(Stored data)
Issue #2755, opened 2018-02-23
Client request tracing. Allow to get the request body in the trace.


kowalski:
## Long story short

I would like to get the `request_body` in the tracing events. Obviously it cannot be included in `on_request_start` because body can come from generator. 

I would be happy to contribute another event, say `on_body_sent` which would fire after the body is written after the body is finished.

pfreixes:
Please go ahead!

kowalski:
Ok, great! Thanks for encouragement. 

Before I get into coding I would like to discuss an idea around this. 
The barest possible idea is to simply save the request body bytes into a variable and pass it to a `Signal` after everything is written. Unfortunately I can see how in certain use cases this could have catastrophic performance and memory footprint. 
So instead I would like to propose, that I will move registering for grabbing a request/response body into a method on:

```
class TraceConfigContext(SimpleNamespace):

    def register_content_handlers(self, request_stream, response_stream):
          ....
```

The idea would be that this method is called from `on_request_start` callback and the results are gathered in `on_request_end`. 

Also this means, that if user code chooses not to read the response body it will not be available for tracing. I mean getting 400 status when the code looks like:
```
async with session.get(url) as response:
    if response.status == 400:
        raise SomeError
    # here the normal processing follows, call response.json() and do something with in
```
What do you think ?

pfreixes:
Umm ... once the strings are allocated in memory I would say that internally the only thing that is given as a parameter is just a String object that points to that region. So, passing the request or the response as a parameter won't affect the memory, and only if the signal handle mutates the string a new copy will be made.

am I missing something?

kowalski:
Sorry for not being clear.
I meant a scenario when request body is not passed as string, but as for example `aiohttp.payload.BufferedReaderPayload` pointing to a file which will not fit in memory.

asvetlov:
We should call signal as many times as we call `transport.write`. In this case everything should fit in memory.

pfreixes:
We might thing on rename the signals as `on_request_chunk_sent` and `on_response_chunk_received`, if chunk is used this function will be called many times if not will be called once.

asvetlov:
Fixed by #2767

PR #2767, opened 2018-02-26
Add tracking signals for getting request/response bodies.

kowalski:
This is PR for issue: https://github.com/aio-libs/aiohttp/issues/2755

### DIFF
--- a/aiohttp/client_reqrep.py
+++ b/aiohttp/client_reqrep.py
@@ -443,7 +443,7 @@ class ClientRequest:
                     self.body = (self.body,)
 
                 for chunk in self.body:
-                    writer.write(chunk)
+                    await writer.write(chunk)
 
             await writer.write_eof()
         except OSError as exc:
--- a/aiohttp/client_reqrep.py
+++ b/aiohttp/client_reqrep.py
@@ -22,6 +22,7 @@ from .formdata import FormData
 from .helpers import PY_36, HeadersMixin, TimerNoop, noop, reify, set_result
 from .http import SERVER_SOFTWARE, HttpVersion10, HttpVersion11, StreamWriter
 from .log import client_logger
+from .signals import Signal
 from .streams import StreamReader
 
 
@@ -168,7 +169,8 @@ class ClientRequest:
                  proxy=None, proxy_auth=None,
                  timer=None, session=None, auto_decompress=True,
                  ssl=None,
-                 proxy_headers=None):
+                 proxy_headers=None,
+                 traces=[]):
 
         if loop is None:
             loop = asyncio.get_event_loop()
@@ -209,6 +211,7 @@ class ClientRequest:
         if data or self.method not in self.GET_METHODS:
             self.update_transfer_encoding()
         self.update_expect_continue(expect100)
+        self.traces = traces
 
     def is_ssl(self):
         return self.url.scheme in ('https', 'wss')
@@ -475,7 +478,13 @@ class ClientRequest:
             if self.url.raw_query_string:
                 path += '?' + self.url.raw_query_string
 
-        writer = StreamWriter(conn.protocol, conn.transport, self.loop)
+        async def on_chunk_sent(chunk):
+            for trace in self.traces:
+                await trace.send_request_chunk_sent(chunk)
+
+        writer = StreamWriter(
+            conn.protocol, conn.transport, self.loop)
+        writer.on_chunk_sent.append(on_chunk_sent)
 
         if self.compress:
             writer.enable_compression(self.compress)
@@ -509,11 +518,16 @@ class ClientRequest:
 
         self._writer = self.loop.create_task(self.write_bytes(writer, conn))
 
+        async def on_chunk_received(chunk):
+            for trace in self.traces:
+                await trace.send_response_chunk_received(chunk)
+
         self.response = self.response_class(
             self.method, self.original_url,
             writer=self._writer, continue100=self._continue, timer=self._timer,
             request_info=self.request_info,
             auto_decompress=self._auto_decompress)
+        self.response.on_chunk_received.append(on_chunk_received)
 
         self.response._post_init(self.loop, self._session)
         return self.response
@@ -572,6 +586,9 @@ class ClientResponse(HeadersMixin):
         self._timer = timer if timer is not None else TimerNoop()
         self._auto_decompress = auto_decompress
         self._cache = {}  # reqired for @reify method decorator
+
+        # avoid circular reference so that __del__ works
+        self.on_chunk_received = Signal(owner=None)
 
     @property
     def url(self):
@@ -796,6 +813,8 @@ class ClientResponse(HeadersMixin):
         if self._content is None:
             try:
                 self._content = await self.content.read()
+                self.on_chunk_received.freeze()
+                await self.on_chunk_received.send(self._content)
             except BaseException:
                 self.close()
                 raise
--- a/aiohttp/client_reqrep.py
+++ b/aiohttp/client_reqrep.py
@@ -477,13 +477,9 @@ class ClientRequest:
             if self.url.raw_query_string:
                 path += '?' + self.url.raw_query_string
 
-        async def on_chunk_sent(chunk):
-            for trace in self.traces:
-                await trace.send_request_chunk_sent(chunk)
-
         writer = StreamWriter(
             conn.protocol, conn.transport, self.loop,
-            on_chunk_sent=on_chunk_sent
+            on_chunk_sent=self._on_chunk_request_sent
         )
 
         if self.compress:
@@ -540,6 +536,10 @@ class ClientRequest:
             if not self.loop.is_closed():
                 self._writer.cancel()
             self._writer = None
+
+    async def _on_chunk_request_sent(self, chunk):
+        for trace in self.traces:
+            await trace.send_request_chunk_sent(chunk)
 
 
 class ClientResponse(HeadersMixin):
--- a/aiohttp/client_reqrep.py
+++ b/aiohttp/client_reqrep.py
@@ -210,7 +210,9 @@ class ClientRequest:
         if data or self.method not in self.GET_METHODS:
             self.update_transfer_encoding()
         self.update_expect_continue(expect100)
-        self._traces = traces or []
+        if traces is None:
+            traces = []
+        self._traces = traces
 
     def is_ssl(self):
         return self.url.scheme in ('https', 'wss')
@@ -583,7 +585,9 @@ class ClientResponse(HeadersMixin):
         self._timer = timer if timer is not None else TimerNoop()
         self._auto_decompress = auto_decompress
         self._cache = {}  # reqired for @reify method decorator
-        self._traces = traces or []
+        if traces is None:
+            traces = []
+        self._traces = traces
 
     @property
     def url(self):
--- a/aiohttp/client_reqrep.py
+++ b/aiohttp/client_reqrep.py
@@ -169,7 +169,7 @@ class ClientRequest:
                  timer=None, session=None, auto_decompress=True,
                  ssl=None,
                  proxy_headers=None,
-                 traces=[]):
+                 traces=None):
 
         if loop is None:
             loop = asyncio.get_event_loop()
@@ -210,7 +210,7 @@ class ClientRequest:
         if data or self.method not in self.GET_METHODS:
             self.update_transfer_encoding()
         self.update_expect_continue(expect100)
-        self.traces = traces
+        self._traces = traces or []
 
     def is_ssl(self):
         return self.url.scheme in ('https', 'wss')
@@ -519,7 +519,7 @@ class ClientRequest:
             writer=self._writer, continue100=self._continue, timer=self._timer,
             request_info=self.request_info,
             auto_decompress=self._auto_decompress,
-            traces=self.traces,
+            traces=self._traces,
         )
         self.response._post_init(self.loop, self._session)
         return self.response
@@ -538,7 +538,7 @@ class ClientRequest:
             self._writer = None
 
     async def _on_chunk_request_sent(self, chunk):
-        for trace in self.traces:
+        for trace in self._traces:
             await trace.send_request_chunk_sent(chunk)
 
 
@@ -566,7 +566,7 @@ class ClientResponse(HeadersMixin):
     def __init__(self, method, url, *,
                  writer=None, continue100=None, timer=None,
                  request_info=None, auto_decompress=True,
-                 traces=[]):
+                 traces=None):
         assert isinstance(url, URL)
 
         self.method = method
@@ -583,7 +583,7 @@ class ClientResponse(HeadersMixin):
         self._timer = timer if timer is not None else TimerNoop()
         self._auto_decompress = auto_decompress
         self._cache = {}  # reqired for @reify method decorator
-        self._traces = traces
+        self._traces = traces or []
 
     @property
     def url(self):
--- a/aiohttp/client_reqrep.py
+++ b/aiohttp/client_reqrep.py
@@ -22,7 +22,6 @@ from .formdata import FormData
 from .helpers import PY_36, HeadersMixin, TimerNoop, noop, reify, set_result
 from .http import SERVER_SOFTWARE, HttpVersion10, HttpVersion11, StreamWriter
 from .log import client_logger
-from .signals import Signal
 from .streams import StreamReader
 
 
@@ -483,8 +482,9 @@ class ClientRequest:
                 await trace.send_request_chunk_sent(chunk)
 
         writer = StreamWriter(
-            conn.protocol, conn.transport, self.loop)
-        writer.on_chunk_sent.append(on_chunk_sent)
+            conn.protocol, conn.transport, self.loop,
+            on_chunk_sent=on_chunk_sent
+        )
 
         if self.compress:
             writer.enable_compression(self.compress)
@@ -518,17 +518,13 @@ class ClientRequest:
 
         self._writer = self.loop.create_task(self.write_bytes(writer, conn))
 
-        async def on_chunk_received(chunk):
-            for trace in self.traces:
-                await trace.send_response_chunk_received(chunk)
-
         self.response = self.response_class(
             self.method, self.original_url,
             writer=self._writer, continue100=self._continue, timer=self._timer,
             request_info=self.request_info,
-            auto_decompress=self._auto_decompress)
-        self.response.on_chunk_received.append(on_chunk_received)
-
+            auto_decompress=self._auto_decompress,
+            traces=self.traces,
+        )
         self.response._post_init(self.loop, self._session)
         return self.response
 
@@ -569,7 +565,8 @@ class ClientResponse(HeadersMixin):
 
     def __init__(self, method, url, *,
                  writer=None, continue100=None, timer=None,
-                 request_info=None, auto_decompress=True):
+                 request_info=None, auto_decompress=True,
+                 traces=[]):
         assert isinstance(url, URL)
 
         self.method = method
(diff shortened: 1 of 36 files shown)


aiohttp/http_writer.py
```diff
@@ -56,13 +59,18 @@ def _write(self, chunk):
...
 
-    def write(self, chunk, *, drain=True, LIMIT=64*1024):
+    def write(self, chunk, *, drain=True, LIMIT=64 * 1024):
         """Writes chunk of data to a stream.
 
         write_eof() indicates end of stream.
         writer can't be used after write_eof() method being called.
         write() return drain future.
         """
+        self.on_chunk_sent.freeze()
```
asvetlov: I pretty sure there is better place for signal freezing than first write attempt.

aiohttp/http_writer.py
```diff
@@ -56,13 +59,18 @@ def _write(self, chunk):
             raise asyncio.CancelledError('Cannot write to closing transport')
         self._transport.write(chunk)
 
-    def write(self, chunk, *, drain=True, LIMIT=64*1024):
+    def write(self, chunk, *, drain=True, LIMIT=64 * 1024):
```
asvetlov: Don't touch if you don't change the logic.
If you want update code style -- do it in a separate PR.
For this particular line I pretty happy with status quo.

aiohttp/http_writer.py
```diff
@@ -56,13 +59,18 @@ def _write(self, chunk):
...
         """Writes chunk of data to a stream.
 
         write_eof() indicates end of stream.
         writer can't be used after write_eof() method being called.
         write() return drain future.
         """
+        self.on_chunk_sent.freeze()
+        self.loop.create_task(
```
asvetlov: Spawning a new task is not what we need.
Technically `.write` is a coroutine, we need convert it to genuine async function.
Maybe I'll do it very soon in separate PR.

aiohttp/client_reqrep.py
```diff
@@ -573,6 +587,9 @@ def __init__(self, method, url, *,
         self._auto_decompress = auto_decompress
         self._cache = {}  # reqired for @reify method decorator
 
+        # avoid circular reference so that __del__ works
+        self.on_chunk_received = Signal(owner=None)
```
asvetlov: Not sure if we need a signal here.
It looks like signal concept overusage: you are creating `on_chunk_received` signal with the only usage by aiohttp internals itself. It is not very effective, signal subscription is literally a waste of time.
I suggest passing `traces` directly to response object.

aiohttp/http_writer.py
```diff
@@ -31,6 +32,8 @@ def __init__(self, protocol, transport, loop):
         self._compress = None
         self._drain_waiter = None
 
+        self.on_chunk_sent = Signal(self)
```
asvetlov: Again pass traces instead of creating a new internal-only signal.

asvetlov:
Documentation should be updated as well

aiohttp/http_writer.py
kowalski: That's wasn't me, it's my emacs ;) I will revert this change

aiohttp/http_writer.py
kowalski: Well, please consider that `StreamWriter` is used both by the http client and server. If I pass the `traces` in `__init__()` I will have to make something like:
```
def write( ):
    for trace in self.traces:
        await trace.sent_request_chunk_sent(...)
    ...
```
Now if you consider that code in the context of usage by http server, it clearly stops making sense....
This is why I introduced a signal and names it `on_chunk_sent`. Without specifying if it's http request it's sending or http response (as a server).

aiohttp/client_reqrep.py
kowalski: Here the approach with passing `traces` will actually work quite well. I've introduced the signal to make it symetrical to the situation in request. I will update this to pass `traces` and remove the signal

aiohttp/http_writer.py
kowalski: Are you sure we don't want this in another task ? Whatever handler does asynchronously will slow down writing the response. 

Also `.write` isn't actually coroutine, because it's not called like:
```
                for chunk in self.body:
                    writer.write(chunk)
```
(without `await`) The couroutine returned is never triggered.
I guess I would have to track all the places there `StreamWriter.write` is used and add `await` in there. That's not undoable, but it's rather big refactor.

aiohttp/http_writer.py
kowalski: Actually I was quite surprised with the whole concept of `freeze()`. It's very tricky! Do you know why it's necessary at all ? 
The only reason I can think of is that the author wanted to prevent modifications to list of handlers while processing `send()`. 

Still, it's possible that we will decide to remove this `Signal` altogether, but if we don't, what do you think is the correct place to call freeze() ? 
- I can't do this in `__init__` because I want to add handlers later
- I can't delegate this responsibility to the user of the class, because this introduces a braking change where a code which works now like:
  ```
  writer = StreamWriter(...)
  await writer.write(...)
  ```
  will start raising `RuntimeError`

aiohttp/http_writer.py
asvetlov: Let's avoid signals for internal-only usage.
Here we have two options: pass a callback for sending signals or derive a `ClientStreamWriter` class. Personally I prefer the second approach.

aiohttp/http_writer.py
asvetlov: Yes, I'm sure. Spawning a task without waiting for result has an ugly smell.
More important spawning a task may reorder received signals, e.g. user may get *request chunk* after *request finished*.

`.write` should be async method. I'm working on this refactoring (required for #2698 anyway).
I suggest waiting for my job done.

aiohttp/http_writer.py
kowalski: I will remove the `Signal` in favor of accepting an optional callable to be used as a callback. 
I prefer not to create a child class for this - too many layers of inheritance hurts code readability.

aiohttp/http_writer.py
kowalski: Got it, I will wait until the refactoring is merged.

aiohttp/http_writer.py
kowalski: Fixed

kowalski: Also I fixed `setup.cfg` so that this line is not altered by anyone else who uses `autopep8`

aiohttp/http_writer.py
asvetlov: Ok

aiohttp/http_writer.py
asvetlov: Cool

asvetlov:
@kowalski #2774 is done, `write()` is async now

kowalski:
@asvetlov all fixes done, including adding documentation. 
I'm not squashing commits so that you can see what changes. I can squash changes after review  to keep history clean.

aiohttp/client_reqrep.py
```diff
@@ -475,7 +477,14 @@ def keep_alive(self):
             if self.url.raw_query_string:
                 path += '?' + self.url.raw_query_string
 
-        writer = StreamWriter(conn.protocol, conn.transport, self.loop)
+        async def on_chunk_sent(chunk):
```
asvetlov: Convert the function into ClientRequest's method. No need to create a nested function on every HTTP request.

aiohttp/http_writer.py
```diff
@@ -62,6 +70,9 @@ def _write(self, chunk):
         writer can't be used after write_eof() method being called.
         write() return drain future.
         """
+        if self._on_chunk_sent:
```
asvetlov: Please do check `self._on_chunk_sent is not None`. It is more idiomatic.

aiohttp/tracing.py
```diff
@@ -9,13 +9,14 @@
...
 
 __all__ = (
-    'TraceConfig', 'TraceRequestStartParams', 'TraceRequestEndParams',
-    'TraceRequestExceptionParams', 'TraceConnectionQueuedStartParams',
-    'TraceConnectionQueuedEndParams', 'TraceConnectionCreateStartParams',
-    'TraceConnectionCreateEndParams', 'TraceConnectionReuseconnParams',
-    'TraceDnsResolveHostStartParams', 'TraceDnsResolveHostEndParams',
-    'TraceDnsCacheHitParams', 'TraceDnsCacheMissParams',
-    'TraceRequestRedirectParams'
+    'TraceConfig', 'TraceRequestStartParams',
```
asvetlov: Do you really need to touch all these lines?
Appending two classes to the end of sequence should be enough.

docs/tracing_reference.rst
```diff
@@ -147,6 +147,20 @@ TraceConfig
 
       ``params`` is :class:`aiohttp.TraceRequestStartParams` instance.
 
+   .. attribute:: on_request_chunk_sent
```
asvetlov, line 160: Please also upgrade flow diagrams at the beginning of file.

asvetlov:
Not squashing is fine, I'll do it on merging anyway. Well, github button will do actually.

aiohttp/client_reqrep.py
```diff
@@ -168,7 +168,8 @@ def __init__(self, method, url, *,
                  proxy=None, proxy_auth=None,
                  timer=None, session=None, auto_decompress=True,
                  ssl=None,
-                 proxy_headers=None):
+                 proxy_headers=None,
+                 traces=[]):
```
kxepal: Let's not use mutables as defaults. These may cause some nasty bugs we could easily avoid.

aiohttp/client_reqrep.py
```diff
@@ -572,6 +583,7 @@ def __init__(self, method, url, *,
         self._timer = timer if timer is not None else TimerNoop()
         self._auto_decompress = auto_decompress
         self._cache = {}  # reqired for @reify method decorator
+        self._traces = traces
```
kxepal: Why in ClientRequest traces is public attribute while in ClientResponse it's private?

aiohttp/client_reqrep.py
kowalski: done

aiohttp/client_reqrep.py
```diff
@@ -555,7 +565,8 @@ class ClientResponse(HeadersMixin):
 
     def __init__(self, method, url, *,
                  writer=None, continue100=None, timer=None,
-                 request_info=None, auto_decompress=True):
+                 request_info=None, auto_decompress=True,
+                 traces=[]):
```
kxepal: Same defaults story.

aiohttp/http_writer.py
kowalski: changed

aiohttp/tracing.py
kowalski: Ok, reverted and added new classes at the end

docs/tracing_reference.rst
kowalski: done. Here I added new signals to description. Please let me know if you meant something more elaborate.
zrzut ekranu z 2018-02-27 15-04-09

aiohttp/client_reqrep.py
asvetlov: I can answer: `ClientResponse` is a public class visible by user.
The attr should be private.
About request I don't care.

kxepal: Ok, fine for me.

docs/tracing_reference.rst
```diff
@@ -34,8 +34,8 @@ Overview
      exception[shape=flowchart.terminator, description="on_request_exception"];
 
      acquire_connection[description="Connection acquiring"];
-     got_response;
-     send_request;
+     got_response[description="on_response_chunk_received"];
```
asvetlov: Please rename `got_response` and `send_request` nodes to be close to actual signal names. Maybe that long names could be shortened on diagram -- be creative.

Also I like to see arrows what explicitly points that chunk_sent and chunk_received events can come more than once.

aiohttp/client_reqrep.py
kowalski: true, changed to `None`

aiohttp/client_reqrep.py
kowalski: Agreed. I switched now to `_traces` in both classes

aiohttp/client_reqrep.py
kowalski: also changed to `None`

asvetlov:
Wait, send_request and got_response in my mind is mostly for headers. We need different nodes for body chunks.

asvetlov:
Please add `..versionadded:: 3.1` for new signals and data classes

setup.cfg
```diff
@@ -1,5 +1,6 @@
 [pep8]
 max-line-length=79
+ignore=E225,E226
```
kxepal: I'm in doubt that we should ignore these. Any reasons why to disable them globally?

kowalski: Well, I'm not in place to judge this. I did it to be able to save a file which has `64*1000` literal without spaces around `*`. Otherwise autopep just fixes it for me.

kowalski:
@asvetlov 
If I split nodes for headers and chunks this is what I get. What do you think ? 
zrzut ekranu z 2018-02-27 15-25-33

setup.cfg
kxepal: That autopep suggestion looks correct. You may also write `64000` instead without any loss in readability.

kowalski: I'm with you.  @asvetlov specifically asked me to keep it as was.

asvetlov: For me the strange thing is successful passing flake8 checks without the `ignore` setting.
I'm totally fine with 64000 or even better 0x10000. Pretty sure it should be 64KiB instead of 64kB

asvetlov:
The diagram looks better but I don't see arrows from sent/recevied nodes to exception.
Maybe resulting picture will be unreadable, in this case I suggest extracting headers/body signals into separate diagram -- like I did for connection establishment and DNS lookup.
I don't know -- please do the best but if you'll fail I'll polish the diagram after merging.

Also the diagram shows that we need `on_request_headers_sent` and `on_response_headers_received` signals maybe :) -- but in separate PR obviously.

docs/tracing_reference.rst
```diff
@@ -147,6 +155,23 @@ TraceConfig
...
+      ``params`` is :class:`aiohttp.TraceRequestChunkSentParams` instance.
+
+   .. attribute:: on_response_chunk_received
+
+
+      Property that gives access to the signals that will be executed
+      when a chunk of response body is received.
+
+      ``params`` is :class:`aiohttp.TraceResponseChunkReceivedParams` instance.
+
```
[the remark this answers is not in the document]
kowalski: done

kowalski:
@asvetlov done

aiohttp/client_reqrep.py
```diff
@@ -475,7 +477,10 @@ def keep_alive(self):
             if self.url.raw_query_string:
                 path += '?' + self.url.raw_query_string
 
-        writer = StreamWriter(conn.protocol, conn.transport, self.loop)
+        writer = StreamWriter(
+            conn.protocol, conn.transport, self.loop,
+            on_chunk_sent=self._on_chunk_request_sent
```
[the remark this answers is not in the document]
kowalski: `StreamWriter` is used in (at least) two scenarios:
- here, for writing request body
- in RequestHandler for writing response to incoming request

In the later case, having `traces` an calling `on_request_chunk_sent` seems wrong, because the class is used for writting something completely different. So `on_chunk_sent` is introduced to have something generic.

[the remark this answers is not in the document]
pfreixes: Oks good point!

aiohttp/client_reqrep.py
```diff
@@ -209,6 +210,7 @@ def __init__(self, method, url, *,
         if data or self.method not in self.GET_METHODS:
             self.update_transfer_encoding()
         self.update_expect_continue(expect100)
+        self._traces = traces or []
```
asvetlov: In other aiohttp code we usually use another pattern:
```
if traces is None:
    traces = []
self._traces = traces
```
Please change the one-liner to explicit check.
It is a very subtle optimization for if `traces` is an empty list already you code calculates `False` for `bool(traces)` check and creates an empty list again.

aiohttp/client_reqrep.py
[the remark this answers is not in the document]
asvetlov: +1

aiohttp/client_reqrep.py
```diff
@@ -572,6 +583,7 @@ def __init__(self, method, url, *,
         self._timer = timer if timer is not None else TimerNoop()
         self._auto_decompress = auto_decompress
         self._cache = {}  # reqired for @reify method decorator
+        self._traces = traces or []
```
asvetlov: The same: replace `or` with explicit check for `is None` please

aiohttp/http_writer.py
```diff
@@ -16,7 +17,12 @@
 
 class StreamWriter(AbstractStreamWriter):
 
-    def __init__(self, protocol, transport, loop):
+    def __init__(self, protocol, transport, loop, on_chunk_sent=None):
+        assert (
```
asvetlov: The assert is in the hot-pass route.
I understand your striving for type checking but all `StreamWriter` usage is under the library control, we always should pass the proper values for `on_chunk_sent` parameter.
Please remove the assert statement.

docs/tracing_reference.rst
```diff
@@ -34,16 +34,26 @@ Overview
      exception[shape=flowchart.terminator, description="on_request_exception"];
 
      acquire_connection[description="Connection acquiring"];
-     got_response;
-     send_request;
+     headers_received;
```
asvetlov, line 37: The diagram is cryptic a little  but I can live with it.

setup.cfg
asvetlov: Please drop the change. Feel free to replace the limit with `0x10000` if needed -- I'm +-0 for it.

asvetlov:
@kxepal @pfreixes please review again

kxepal:
I agree with already requested changes, so nothing more could add.

kxepal:
@asvetlov 
Ok, approving to not be a blocker. It seems you're on pulse of further changes here.

asvetlov:
@kxepal thanks

pfreixes:
Just missing the proper tests in `test_http_write.py` and `test_client_response.py` that must check the changes at the function level, for the default path - `traces` and `on_chunk_sent` as None - and 
 the none default  path. We alredy have it for `test_connection.py` right now.

I know that globally new handlers are tested via `test_client_session.py`, but its more an integration test, local tests allow us to check al branches explicitly.

asvetlov:
@pfreixes agree.
@kowalski please add required tests

setup.cfg
kowalski: done

aiohttp/client_reqrep.py
kowalski: done

aiohttp/client_reqrep.py
kowalski: done

aiohttp/http_writer.py
kowalski: done

aiohttp/http_writer.py
```diff
@@ -62,6 +70,9 @@ def _write(self, chunk):
         writer can't be used after write_eof() method being called.
         write() return drain future.
         """
+        if self._on_chunk_sent is not None:
+            await self._on_chunk_sent(chunk)
+
```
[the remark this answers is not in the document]
kowalski: done

aiohttp/client_reqrep.py
```diff
@@ -796,6 +808,8 @@ def _notify_content(self):
         if self._content is None:
             try:
                 self._content = await self.content.read()
+                for trace in self._traces:
+                    await trace.send_response_chunk_received(self._content)
```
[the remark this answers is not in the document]
kowalski: done

kowalski:
all done

pfreixes:
Thanks !

kowalski:
@asvetlov done (added `./CHANGES/2767.feature`)

asvetlov:
Great job, thanks to everyone.
Will merge when tests pass.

* PROMPT:
In the lines above, find the word "private" and copy each line that contains it.

* REPLY:
kxepal: Why in ClientRequest traces is public attribute while in ClientResponse it's private?
The attr should be private.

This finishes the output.